One thing I've learned some thee stories; bad things happen when I rush hah


----------



## kawaiisofoxy (May 12, 2014)

I set my brand new bottle of OPI Liquid Sand polish up on my mantle and then managed to knock it to the stone hearth below. Of course, it shattered, and got polish on 1) the stone hearth, 2) the carpet, and 3) the wall - both baseboard AND regular wall. I used polish remover to get what I could, but the stone was porous, so there's still purple glitter lodged in there. I ended up having to wait for the polish to dry and cut it out of the carpet. And I course the acetone took off the wall paint so the poor wall still has scars, and will until I get around to painting it.

The best part? This happened mere months after buying our house. There went that brand-new house feeling! Oops!


----------



## Christa W (May 12, 2014)

Great stories!  Keep them coming.  Help me to realize I am not the only one out there.  I did just learn from a conversation with Girly Bits on FB that apparently if you spill polish on hard surfaces you can put sugar on it and it's supposed to absorb it so it can be swept up if it's done fast enough.  I asked her if it worked for carpets.  I am not trying to dump any of my polish on the floor to try but I may start stashing little containers of sugar in my office.  I got a few large drops of Rainbow Honey's Cameo 18 which of course is the brightest neon pink I own, on my loft carpet two weeks ago.  I just told my boyfriend it adds character to the space.


----------



## NotTheMama (May 13, 2014)

I used to keep my polish in cardboard envelope boxes and I had 2 of them stacked on top of each other on the couch next to me and one FULL box fell off the couch. Not only did it make a hell of a racket when it landed on the hardwood floor, but one of the bottles broke and I had teal glitter all over the floor.

Lucky for me it was a pretty sheer color so I quickly wiped it up with little damage to the floor. Some of the glitter pieces were stubborn, though, and were left on the floor until they eventually just wore off.
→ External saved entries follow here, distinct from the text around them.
PR #3732, opened 2022-03-14
fix: set allocation start time accurately (specifically for Kubernetees) [DET-6713]

nrajanee:
## Description

fix: set allocation start time accurately (specifically for Kubernetees) [DET-6713]

## Test Plan

Tested in unit test master/internal/task/allocation_test.go. No manual test is required. 

[DET-6713]: https://determinedai.atlassian.net/browse/DET-6713?atlOrigin=eyJpIjoiNWRkNTljNzYxNjVmNDY3MDlhMDU5Y2ZhYzA5YTRkZjUiLCJwIjoiZ2l0aHViLWNvbS1KU1cifQ

### DIFF
--- a/master/internal/db/postgres_tasks.go
+++ b/master/internal/db/postgres_tasks.go
@@ -98,12 +98,14 @@ VALUES (:task_id, :allocation_id, :slots, :resource_pool, :agent_label, :start_t
 
 // CompleteAllocation persists the end of an allocation lifetime.
 func (db *PgDB) CompleteAllocation(a *model.Allocation) error {
-	if _, err := db.sql.Exec(`
-	UPDATE allocations
-	SET start_time = $1
-	WHERE start_time is NULL`, a.EndTime); err != nil {
-		return errors.Wrap(err,
-			"setting start time to cluster heartbeat when it's assigned to zero value")
+	if a.StartTime == nil {
+		if _, err := db.sql.Exec(`
+		UPDATE allocations
+		SET start_time = $2
+		WHERE allocation_id = $1`, a.AllocationID, a.EndTime); err != nil {
+			return errors.Wrap(err,
+				"setting start time to cluster heartbeat when it's assigned to zero value")
+		}
 	}
 
 	err := db.namedExecOne(`
@@ -112,7 +114,6 @@ SET end_time = :end_time
 WHERE allocation_id = :allocation_id
 `, a)
 	return err
-
 }
 
 // CompleteAllocationTelemetry returns the analytics of an allocation for the telemetry.
@@ -199,7 +200,7 @@ func (db *PgDB) UpdateAllocationState(a model.Allocation) error {
 	return err
 }
 
-// UpdateAllocationStartTime stores the latest start time
+// UpdateAllocationStartTime stores the latest start time.
 func (db *PgDB) UpdateAllocationStartTime(a model.Allocation) error {
 	_, err := db.sql.Exec(`
 		UPDATE allocations
--- a/master/internal/db/postgres_tasks.go
+++ b/master/internal/db/postgres_tasks.go
@@ -198,8 +198,8 @@ func (db *PgDB) UpdateAllocationState(a model.Allocation) error {
 func (db *PgDB) UpdateAllocationStartTime(a model.Allocation) error {
 	_, err := db.sql.Exec(`
 		UPDATE allocations
-		SET start_time=$2
-		WHERE allocation_id=$1
+		SET start_time = $2
+		WHERE allocation_id = $1
 	`, a.AllocationID, a.StartTime)
 	return err
 }
--- a/master/internal/db/postgres_tasks.go
+++ b/master/internal/db/postgres_tasks.go
@@ -99,9 +99,9 @@ VALUES (:task_id, :allocation_id, :slots, :resource_pool, :agent_label, :start_t
 // CompleteAllocation persists the end of an allocation lifetime.
 func (db *PgDB) CompleteAllocation(a *model.Allocation) error {
 	if _, err := db.sql.Exec(`
-UPDATE allocations
-SET start_time = cluster_heartbeat FROM cluster_id
-WHERE start_time = $1`, time.Time{}); err != nil {
+	UPDATE allocations
+	SET start_time = $1
+	WHERE start_time is NULL`, a.EndTime); err != nil {
 		return errors.Wrap(err,
 			"setting start time to cluster heartbeat when it's assigned to zero value")
 	}
@@ -111,7 +111,6 @@ UPDATE allocations
 SET end_time = :end_time
 WHERE allocation_id = :allocation_id
 `, a)
-
 	return err
 
 }
@@ -201,7 +200,6 @@ func (db *PgDB) UpdateAllocationState(a model.Allocation) error {
 }
 
 // UpdateAllocationStartTime stores the latest start time
-
 func (db *PgDB) UpdateAllocationStartTime(a model.Allocation) error {
 	_, err := db.sql.Exec(`
 		UPDATE allocations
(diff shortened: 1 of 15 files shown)


master/internal/task/allocation.go
```diff
@@ -395,6 +395,7 @@ func (a *Allocation) TaskContainerStateChanged(
 	switch msg.Container.State {
 	case cproto.Pulling:
 		a.state = model.MostProgressedAllocationState(a.state, model.AllocationStatePulling)
+		a.model.StartTime = time.Now().UTC().Truncate(time.Millisecond)
```
stoksc, line 398: we need to make sure this gets saved immediately, i'm not sure when the next time the model is sync is

master/internal/db/postgres_tasks.go
```diff
@@ -98,11 +98,22 @@ VALUES (:task_id, :allocation_id, :slots, :resource_pool, :agent_label, :start_t
...
+	}
+
+	err := db.namedExecOne(`
 UPDATE allocations
 SET end_time = :end_time
 WHERE allocation_id = :allocation_id
 `, a)
+
+	return err
+
```
stoksc, line 116: i'm not sure i understand these changes, and the others in this file. i think we should just be setting start time in allocation.go and saving it.

master/internal/task/allocation.go
nrajanee: Got it! I see an UpdateAllocationState method in master/db/database.go but that only updates the allocation state. Should I create a similar method that updates the start time?

master/internal/db/postgres_tasks.go
nrajanee: These changes are related to these concerns we had when we initially discussed the implementation: - CompleteAllocation if start time is zero value set to cluster_heartbeat. This can happen when we call cleanup after a Poststop message. This message is sent after panic or error. 
- CloseOpenAllocations if start time is zero value set to cluster_heartbeat.  This can happen when cluster fails. 

If we don't do this then we can end up with a zero value in start time and end_time as the current value or cluster_heartbeat which is incorrect.

master/internal/task/allocation.go
```diff
@@ -134,7 +134,7 @@ func NewAllocation(
 			Slots:        req.SlotsNeeded,
 			AgentLabel:   req.Name,
 			ResourcePool: req.ResourcePool,
-			StartTime:    time.Now().UTC(),
+			StartTime:    time.Time{},
```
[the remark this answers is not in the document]
nrajanee: done

master/internal/task/allocation.go
nrajanee: done. Should I add a check for this to the postgres_task_intg_test.go?

master/internal/db/postgres_tasks.go
```diff
@@ -99,20 +99,14 @@ VALUES (:task_id, :allocation_id, :slots, :resource_pool, :agent_label, :start_t
...
-		}
+		a.StartTime = a.EndTime
 	}
 
-	err := db.namedExecOne(`
-UPDATE allocations
-SET end_time = :end_time
-WHERE allocation_id = :allocation_id
-`, a)
+	_, err := db.sql.Exec(`
```
stoksc, line 105: the diff between this and the former version is that we used to make sure w only affected 1 row. maybe leave that check in (nice to know it happens somewhere, even those it _should_ never be broken).

master/internal/db/postgres_tasks.go
```diff
@@ -189,10 +194,28 @@ func (db *PgDB) UpdateAllocationState(a model.Allocation) error {
 	return err
 }
 
+// UpdateAllocationStartTime stores the latest start time.
+func (db *PgDB) UpdateAllocationStartTime(a model.Allocation) error {
+	_, err := db.sql.Exec(`
+		UPDATE allocations
+		SET state=$2
```
stoksc, line 201:
```suggestion
		SET start_time=$2
```

master/internal/db/postgres_tasks.go
```diff
@@ -189,10 +194,28 @@ func (db *PgDB) UpdateAllocationState(a model.Allocation) error {
...
+		WHERE allocation_id=$1
+	`, a.AllocationID, a.StartTime)
+	return err
+}
+
 // CloseOpenAllocations finds all allocations that were open when the master crashed
 // and adds an end time.
 func (db *PgDB) CloseOpenAllocations() error {
 	if _, err := db.sql.Exec(`
+	UPDATE allocations
```
stoksc, line 211: nit, here and elsewhere format the queries consistently. also i would run these queries in a transaction.

master/internal/task/allocation.go
```diff
@@ -395,6 +394,11 @@ func (a *Allocation) TaskContainerStateChanged(
 	switch msg.Container.State {
 	case cproto.Pulling:
 		a.state = model.MostProgressedAllocationState(a.state, model.AllocationStatePulling)
+		a.model.StartTime = ptrs.TimePtr(time.Now().UTC().Truncate(time.Millisecond))
+		if err := a.db.UpdateAllocationStartTime(a.model); err != nil {
```
stoksc, line 398: i think we can just log this error and move on. log an error that says something along the lines of 'this allocation maybe not be properly accounted for'.

master/internal/task/allocation_test.go
```diff
@@ -102,8 +103,17 @@ func TestAllocation(t *testing.T) {
...
 				require.NoError(t, system.Ask(self, containerStateChanged).Error())
+
+				beforePulling := time.Now().UTC().Truncate(time.Millisecond)
 				containerStateChanged.Container.State = cproto.Pulling
+				db.On("UpdateAllocationStartTime", mock.Anything).Return(nil)
 				require.NoError(t, system.Ask(self, containerStateChanged).Error())
+				afterPulling := time.Now().UTC().Truncate(time.Millisecond)
+				outOfRange := a.model.StartTime.Before(beforePulling) || a.model.StartTime.After(afterPulling)
+				require.False(t, outOfRange,
+					"Expected start time of open allocation should be in between %q and %q but it is = %q instead",
```
stoksc, line 114: if you use a format string you need to use `require.Falsef` instead. and you can drop the `.String()` calls and just use `%s` i think.

master/internal/db/postgres_tasks.go
nrajanee: But we're using allocation_id here so that means we'll only affect one row?
Leave the check in as in check for a.startTime == nil? Then'll I'll have to have two separate queries like before?

nrajanee: > the diff between this and the former version is that we used to make sure w only affected 1 row. maybe leave that check in (nice to know it happens somewhere, even those it _should_ never be broken).

But we're using allocation_id here so that means we'll only affect one row?
Leave the check in as in check for a.startTime == nil? Then'll I'll have to have two separate queries like before?

master/internal/db/postgres_tasks.go
nrajanee: Oops missed this! thank you.

master/internal/db/postgres_tasks.go
nrajanee: will do!

master/internal/db/postgres_tasks.go
stoksc: no i mean leave the check that we only affected one row.

> But we're using allocation_id here so that means we'll only affect one row?

true yeah, i was being extra cautious since id is generated by us but i think there is a unique constraint on id so it's ok.

master/internal/db/postgres_tasks.go
nrajanee: locally, ran the queries in a transaction and they work fine!

stoksc (approved):
lgtm modulo final comments

stoksc:
@nrajanee make sure to rebase and ensure your migration is last still before landing

master/static/migrations/20220315162743_drop-not-null-allocation-start-time.tx.down.sql
```diff
@@ -0,0 +1,3 @@
+ALTER TABLE allocations
+   ALTER column start_time SET NOT NULL; 
+
```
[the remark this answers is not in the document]
stoksc: @nrajanee i think this got missed, fyi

We are moving in about a month to a house that's fully carpeted. My hubby pointed out that I should be extra careful, but I think he forgets that before I moved on with him, I lived in a fully carpeted house!! And I have a much better storage system now.


----------



## Christa W (May 16, 2014)

I need to preface my latest polish disaster with some background.  I have a cat named Link that's what I like to call a "special needs" cat.  Nothing physical just all behavioral/mental.

Last night I had arranged polish on my two new wooden spice racks to see how much could fit.  I put all China Glaze on one seeing if it could all fit.  Today he walked up to the rack which is propped up on the floor against the wall until I can paint then mount it and he lifted his leg and urinated all over my bottom row of polishes.  I saw it happen and stopped him before he could do anymore damage.  If he would have chose the other rack just a mere 3" to his left he would have doused my entire Hit Polish collection (all paper labels).  Thankfully I was able to clean it all up and rinse the bottles. 

It gets worse... the rack next to it just tipped over on me when I was over checking on the bottles and one of my Sally Hansen polished just burst all over me and my floor and all the polishes on that rack.


----------



## kaitlin1209 (May 19, 2014)

I did my nails when my parents were on vacation when I was younger...at the living room coffee table. My grandma was there house-sitting with me and my younger sister, I think I was probably 13 or 14. Anyway my mom had acrylic nails at that time and bought the big bottles of pure acetone to help her remove them. I soaked a few cotton balls in acetone and set them RIGHT ON the coffee table, which ate a good size hole of the varnish/top coat of the table.  I think I bawled every day until they came back-- surprisingly, they weren't as upset with me as I thought they would be.


----------



## Monika1 (May 22, 2014)

Christa W said:


> I need to preface my latest polish disaster with some background.  I have a cat named Link that's what I like to call a "special needs" cat.  Nothing physical just all behavioral/mental.
> 
> Last night I had arranged polish on my two new wooden spice racks to see how much could fit.  I put all China Glaze on one seeing if it could all fit.  Today he walked up to the rack which is propped up on the floor against the wall until I can paint then mount it and he lifted his leg and urinated all over my bottom row of polishes.  I saw it happen and stopped him before he could do anymore damage.  If he would have chose the other rack just a mere 3" to his left he would have doused my entire Hit Polish collection (all paper labels).  Thankfully I was able to clean it all up and rinse the bottles.
> 
> It gets worse... the rack next to it just tipped over on me when I was over checking on the bottles and one of my Sally Hansen polished just burst all over me and my floor and all the polishes on that rack.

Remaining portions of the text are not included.